(Entries provided begins)
PR #196, opened 2023-05-25
ignore trailing .0 in version comparison

### LINKED ISSUE #194: Double check that libabseil matchspec matches a package
I thought that we had to change the parsing of matchspecs but after double checking it seems to be correct. However, we had some resolve issues with `libabseil` and constraints of the following sort:

`libabseil 20230125.0 cxx17*` should match `libabseil-20230125.0-cxx17_hb7217d7_0`.

I'll try to add a test for this

wolfv:
Not sure if this is the cleanest way of implementing this behavior, but in order to fix #194 we need to ignore trailing `0` when comparing versions for equality.

### DIFF
--- a/crates/rattler_conda_types/src/version/mod.rs
+++ b/crates/rattler_conda_types/src/version/mod.rs
@@ -115,7 +115,7 @@ mod parse;
 /// this problem by appending an underscore to plain version numbers:
 ///
 /// 1.0.1_ < 1.0.1a =>  True   # ensure correct ordering for openssl
-#[derive(Clone, Debug)]
+#[derive(Clone, Debug, Eq)]
 pub struct Version {
     /// The epoch of this version. This is an optional number that can be used to indicate a change
     /// in the versioning scheme.
@@ -171,30 +171,9 @@ impl Version {
 
 impl PartialEq<Self> for Version {
     fn eq(&self, other: &Self) -> bool {
-        for ranges in self
-            .version
-            .components
-            .iter()
-            .zip_longest(other.version.components.iter())
-        {
-            match ranges {
-                EitherOrBoth::Both(left, right) => {
-                    if left != right {
-                        return false;
-                    }
-                }
-                EitherOrBoth::Left(el) | EitherOrBoth::Right(el) => {
-                    if el != &NumeralOrOther::Numeral(0) {
-                        return false;
-                    }
-                }
-            }
-        }
-        self.local.components == other.local.components
+        self.version == other.version && self.local == other.local
     }
 }
-
-impl Eq for Version {}
 
 impl Hash for Version {
     fn hash<H: Hasher>(&self, state: &mut H) {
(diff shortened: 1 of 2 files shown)


crates/rattler_conda_types/src/version/mod.rs
```diff
@@ -171,7 +171,26 @@ impl Version {
 
 impl PartialEq<Self> for Version {
     fn eq(&self, other: &Self) -> bool {
```
baszalmstra, line 173: Could you inplement this as the Eq trait of VersionComponent?

baszalmstra (changes requested):
Can this code also be found somewhere in the conda codebase? I followed that pretty closely.

baszalmstra (changes requested):
Can this code also be found somewhere in the conda codebase? I followed that pretty closely.

wolfv:
I can try to find the place in the conda code but this was an issue i observed while debugging resolvelib stuff

wolfv:
We actually did copy the docs for it! :) https://github.com/mamba-org/rattler/blob/001f326c7c3160637c8778c5a1c33f715266434e/crates/rattler_conda_types/src/version/mod.rs#L71-L72

wolfv:
And this is the code in conda: 


```python
    def _eq(self, t1, t2):
        for v1, v2 in zip_longest(t1, t2, fillvalue=[]):
            for c1, c2 in zip_longest(v1, v2, fillvalue=self.fillvalue):
                if c1 != c2:
                    return False
        return True
```

https://github.com/conda/conda/blob/61edfac743a2461a24fafe48b821a99af61b6bd4/conda/models/version.py#L244-L249

wolfv:
Btw. I think we're also missing an compare of the `epoch` of the two versions.

wolfv:
I am confused by the follownig:

```
    /// The epoch of this version. This is an optional number that can be used to indicate a change
    /// in the versioning scheme.
    norm: String,
```

The norm doesn't seem to be the epoch but rather the string representation of the version?

wolfv:
E.g. this is what I see in debug print:

```
Version { norm: "1.2.0", version: [[0], [1], [2], [0]], local: [] }
Version { norm: "1!1.2.3", version: [[1], [1], [2], [3]], local: [] }
```

wolfv:
I attempted what you asked but there I am a bit unsure about a couple things. 

I had to add `#[derive(Eq)]` to the `Version` for some reason.

Also I had to implement a custom hash function. I am now removing all default values (0) from the hash. Clippy was warning that the hash function needs to match the `PartialEq` function.

baszalmstra:
This looks good to me! The warning about the hash is also very correct! Very nice!

The `norm` is a bit of an odd duck. It represents "sorta" the string it was initially created from. This can be important because (as you've seen with this issue) multiple version representations can represent the exact same version. The `norm` sorta enables keeping track of that. However, modifications to the `Version` are also not expressed in the `norm` which is actually just plain wrong. Maybe we should remove it and implement a proper `Display` for `Version`.

baszalmstra (approved):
(Entries provided ends)
# Work item:
Copy each record from above exactly, and include every line.

# Written response:
PR #196, opened 2023-05-25
ignore trailing .0 in version comparison

### LINKED ISSUE #194: Double check that libabseil matchspec matches a package
I thought that we had to change the parsing of matchspecs but after double checking it seems to be correct. However, we had some resolve issues with `libabseil` and constraints of the following sort:

`libabseil 20230125.0 cxx17*` should match `libabseil-20230125.0-cxx17_hb7217d7_0`.

I'll try to add a test for this

wolfv:
Not sure if this is the cleanest way of implementing this behavior, but in order to fix #194 we need to ignore trailing `0` when comparing versions for equality.

### DIFF
--- a/crates/rattler_conda_types/src/version/mod.rs
+++ b/crates/rattler_conda_types/src/version/mod.rs
@@ -115,7 +115,7 @@ mod parse;
 /// this problem by appending an underscore to plain version numbers:
 ///
 /// 1.0.1_ < 1.0.1a =>  True   # ensure correct ordering for openssl
-#[derive(Clone, Debug)]
+#[derive(Clone, Debug, Eq)]
 pub struct Version {
     /// The epoch of this version. This is an optional number that can be used to indicate a change
     /// in the versioning scheme.
@@ -171,30 +171,9 @@ impl Version {
 
 impl PartialEq<Self> for Version {
     fn eq(&self, other: &Self) -> bool {
-        for ranges in self
-            .version
-            .components
-            .iter()
-            .zip_longest(other.version.components.iter())
-        {
-            match ranges {
-                EitherOrBoth::Both(left, right) => {
-                    if left != right {
-                        return false;
-                    }
-                }
-                EitherOrBoth::Left(el) | EitherOrBoth::Right(el) => {
-                    if el != &NumeralOrOther::Numeral(0) {
-                        return false;
-                    }
-                }
-            }
-        }
-        self.local.components == other.local.components
+        self.version == other.version && self.local == other.local
     }
 }
-
-impl Eq for Version {}
 
 impl Hash for Version {
     fn hash<H: Hasher>(&self, state: &mut H) {
(diff shortened: 1 of 2 files shown)


crates/rattler_conda_types/src/version/mod.rs
```diff
@@ -171,7 +171,26 @@ impl Version {
 
 impl PartialEq<Self> for Version {
     fn eq(&self, other: &Self) -> bool {
```
baszalmstra, line 173: Could you inplement this as the Eq trait of VersionComponent?

baszalmstra (changes requested):
Can this code also be found somewhere in the conda codebase? I followed that pretty closely.

baszalmstra (changes requested):
Can this code also be found somewhere in the conda codebase? I followed that pretty closely.

wolfv:
I can try to find the place in the conda code but this was an issue i observed while debugging resolvelib stuff

wolfv:
We actually did copy the docs for it! :) https://github.com/mamba-org/rattler/blob/001f326c7c3160637c8778c5a1c33f715266434e/crates/rattler_conda_types/src/version/mod.rs#L71-L72

wolfv:
And this is the code in conda: 


```python
    def _eq(self, t1, t2):
        for v1, v2 in zip_longest(t1, t2, fillvalue=[]):
            for c1, c2 in zip_longest(v1, v2, fillvalue=self.fillvalue):
                if c1 != c2:
                    return False
        return True
```

https://github.com/conda/conda/blob/61edfac743a2461a24fafe48b821a99af61b6bd4/conda/models/version.py#L244-L249

wolfv:
Btw. I think we're also missing an compare of the `epoch` of the two versions.

wolfv:
I am confused by the follownig:

```
    /// The epoch of this version. This is an optional number that can be used to indicate a change
    /// in the versioning scheme.
    norm: String,
```

The norm doesn't seem to be the epoch but rather the string representation of the version?

wolfv:
E.g. this is what I see in debug print:

```
Version { norm: "1.2.0", version: [[0], [1], [2], [0]], local: [] }
Version { norm: "1!1.2.3", version: [[1], [1], [2], [3]], local: [] }
```

wolfv:
I attempted what you asked but there I am a bit unsure about a couple things. 

I had to add `#[derive(Eq)]` to the `Version` for some reason.

Also I had to implement a custom hash function. I am now removing all default values (0) from the hash. Clippy was warning that the hash function needs to match the `PartialEq` function.

baszalmstra:
This looks good to me! The warning about the hash is also very correct! Very nice!

The `norm` is a bit of an odd duck. It represents "sorta" the string it was initially created from. This can be important because (as you've seen with this issue) multiple version representations can represent the exact same version. The `norm` sorta enables keeping track of that. However, modifications to the `Version` are also not expressed in the `norm` which is actually just plain wrong. Maybe we should remove it and implement a proper `Display` for `Version`.

baszalmstra (approved):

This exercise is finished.